WASHINGTON, March 11, 2010 -

- Financial Services Committee Ranking Member Spencer Bachus today called on the Senate to address the future of the Government Sponsored Enterprises (GSEs) as Senate Banking Committee Chairman Chris Dodd announced the failure to reach agreement on a bi-partisan financial regulatory restructuring bill in the Senate.

"Fannie Mae and Freddie Mac were at the center of the mortgage market meltdown that caused the financial crisis," Bachus said.  "Financial regulatory reform legislation will not have any meaningful impact on ending taxpayer bailouts if the cost of operating the GSEs is allowed to continue to rise and the level of taxpayer support is allowed to grow."

H.R. 4173, the so-called "Wall Street Reform and Consumer Protection Act" that narrowly passed the House of Representatives on December 11, 2009, failed to include a single provision to address the status of the two companies.
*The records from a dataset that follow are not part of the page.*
PR #1319, opened 2019-02-10
Pull Request Airport Challenge 

kate102:
The current status of this challenge is the following:

------------------------------------------------------------------------
The results of rspec
Finished in 0.00388 seconds (files took 0.19891 seconds to load)
12 examples, 0 failures
COVERAGE: 100.00% -- 83/83 lines in 6 files

------------------------------------------------------------------------
The results of rubocop
Inspecting 9 files
.........
9 files inspected, no offenses detected

------------------------------------------------------------------------
I got to the stage where I needed to write a stub to override random weather conditions.
I ran out of time looking up stubs.

To Do:
Test stub
Edge Cases
Doubles


lib/weather.rb
```diff
@@ -0,0 +1,15 @@
+# This is the weather class
+
+class Weather
+ 
+  attr_writer :condition
```
Brendao1: Could this be changed to attr_accessor?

In addition, the Administration failed to comply with its own commitment to develop recommendations on the future of Fannie Mae and Freddie Mac as part of the President's 2011 Budget release.

"The Democrats' strategy is to essentially ignore the problem and hide the cost," Bachus said.  "The longer we wait, the more it is going to cost the American taxpayer."

"It has been three months since the Administration gave Fannie Mae and Freddie Mac a blank check of unlimited taxpayer funds to cover losses they have incurred as a result of their reckless behavior.  Taxpayers have already contributed more than $127 billion to the bailout and they are on the hook for hundreds of billions more.  Taxpayers now own at least 80 percent of the two enterprises, and have explicitly guaranteed $1.7 trillion of their debt and over $5 trillion in mortgages they have purchased."

Bachus is the sponsor of a comprehensive financial regulatory reform bill that phases out taxpayer subsidies of Fannie Mae and Freddie Mac and ends the current model of privatized profits and socialized losses.  It sunsets the current GSE conservatorship by a date certain, and places Fannie Mae and Freddie Mac in receivership if they are not financially viable at that time.  If they are viable, once the housing market has stabilized, the plan would initiate the process of cutting their ties to the government by winding down the federal subsidies granted through their charters and transitioning Fannie and Freddie into non-government backed entities that compete on a level playing field with other private firms.

"Americans deserve an immediate exit strategy," Bachus said.  "If the Administration is unwilling to provide one, Congress must move forward on its own to protect taxpayers and effectively address the biggest systemic risk to the financial markets and the economy."